With some community support, patients are often treated to outings at places such as Daggett Gold Medal Gymnastics in Agawam and Amelia Park Ice Arena in Westfield, where they play ‘sled hockey,’ White said. Teenagers in the hospital’s transitioning program, which prepares them for the resources they will tap as adults, are treated to a Harvest Ball every two years, a prom of sorts.

An army of 200 volunteers help weave a support net, stopping by to conduct classes in crafts ranging from clay molding to origami, or to sew sheets for the operating tables. “It takes a lot to keep everything going,” White said. “We’re fortunate to have the support of the community.”

The homey atmosphere shouldn’t mask the skilled work going on, however, Niederpruem said. For example, he noted, “we employ the only three pediatric orthopedists west of Boston, north of Hartford, and south of Burlington. So that’s expertise that’s centered right here.”

The building itself on Carew Street is a thoroughly modern facility, built for the hospital in 1990 after almost 70 years at its original location nearby.
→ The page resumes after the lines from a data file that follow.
PR #1278, opened 2018-06-30
mu4e: extend "reply to all/sender only" with "reply to mailing list"

mbunkus:
At the moment it isn't possible to reply solely to a mailing list with mu4e. I can only reply to all and remove the non-mailing list addresses manually.

This PR adds a third mode: "reply to list". It will use the `List-Post` header if present; otherwise it'll use the first address in the `To` header (this is a bit of a heuristic as well as a way to make "reply to list" always do something).

### DIFF
--- a/mu4e/mu4e-draft.el
+++ b/mu4e/mu4e-draft.el
@@ -325,20 +325,30 @@ never hits the disk. Also see `mu4e~draft-insert-mail-header-separator."
       (let ((inhibit-read-only t))
 	(replace-match "")))))
 
-(defun mu4e~draft-reply-all-p (origmsg)
-  "Ask user whether she wants to reply to *all* recipients.
+(defun mu4e~draft-user-wants-reply-all (origmsg)
+  "Ask user whether she wants to reply to *all* recipients, just the sender or
+the mailing list address (the latter only if a `List-Post' header is found).
 If there is just one recipient of ORIGMSG do nothing."
-  (let* ((recipnum
-	   (+ (length (mu4e~draft-create-to-lst origmsg))
+  (let* ((cc-reps (mu4e~draft-create-cc-lst origmsg t))
+	 (recipnum
+	  (+ (length (mu4e~draft-create-to-lst origmsg))
 	     (length (mu4e~draft-create-cc-lst origmsg t))))
-	  (response
-	    (if (< recipnum 2)
-	      'all ;; with less than 2 recipients, we can reply to 'all'
+	 (response
+	  (let (list-address (origmsg-as-string ""))
+	    (with-temp-buffer
+	      (insert-file-contents (plist-get origmsg :path))
+	      (setq origmsg-as-string (buffer-string)))
+	    (if (string-match "^List-Post: *\\(?:<mailto:\\)?\\([^>[:space:]]+\\)" origmsg-as-string)
+	        (setq list-address (match-string 1 origmsg-as-string)))
+	    (if (and (= recipnum 1) (not list-address))
+	        'all ;; with one recipient, we can reply to 'all'....
 	      (mu4e-read-option
-		"Reply to "
-		`( (,(format "all %d recipients" recipnum) . all)
-		   ("sender only" . sender-only))))))
-    (eq response 'all)))
+	       "Reply to "
+	       `( (,(format "all %d recipients" recipnum) . all)
+		  ,(if (or list-address cc-reps)
+		       `("list only" . ,(or list-address (cdar cc-reps))))
+		  ("sender only" . sender-only)))))))
+    response))
 
 (defun mu4e~draft-message-filename-construct (&optional flagstr)
   "Construct a randomized name for a message file with flags FLAGSTR.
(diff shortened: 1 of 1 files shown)


djcb:
Hmm, I simply use `R` (and 'sender only') which seems to work fine for all the mailing-lists I'm using. Doesn't that work for you?

mbunkus:
No, it doesn't, at least not for lists who don't set `Reply-To` to the list's address. Let'stake the IETF's CELLAR list (standard mailman). `From` is the original sender's address (not the mailing list address), `To` is the mailing list address, `Reply-To` isn't set, `List-Post` is set. In that case:

* "sender only" uses what's in `From`, meaning the person who sent the mail
* "all" uses the original `From` (the person) as the new `To` and the original `To` (the list address) becomes the new `Cc` requiring me to remove the new `To` and move the new `Cc` to the new `To`.

I don't have a list around that sets `Reply-To` to the list's address in order to test how that works. I really want an option that implements "definitely send to the list, no matter who else is copied and no matter how the list is configured" as this minimizes the mental work I have to do. I don't have to think about "does this list set `Reply-To` and would I therefore get away with 'reply to sender'", and I don't have to use "reply to all" with the additional manual steps of removing the additional person addresses and moving the list address from `Cc` to `To`.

“Just from a community standpoint, this is not a small business,” Niederpruem said of the non-profit hospital. “These are high-skill jobs that can have a real impact on the local economy.”

Reaching Out

Hospital staffers want that impact to be more than financial. They’re even taking to local schools, teaching children about their friends who are fighting bone and joint diseases. White said a child in a classroom will have a finger placed in a plaster cast before trying out a walker or wheelchair. It’s in moments like those when the challenges of orthopedic problems hit home.

“They’re learning to be more accepting of differences,” she said. “When they see these children with problems, they respect them and see that they’re really not that different.”

By helping to bridge those differences, and by helping sick children move closer to their physical goals, she said, Shriners Hospital is helping to build confidence and understanding as well as healthy bones.

And when it’s time for the kids to leave, well, they’ll just have to get over it.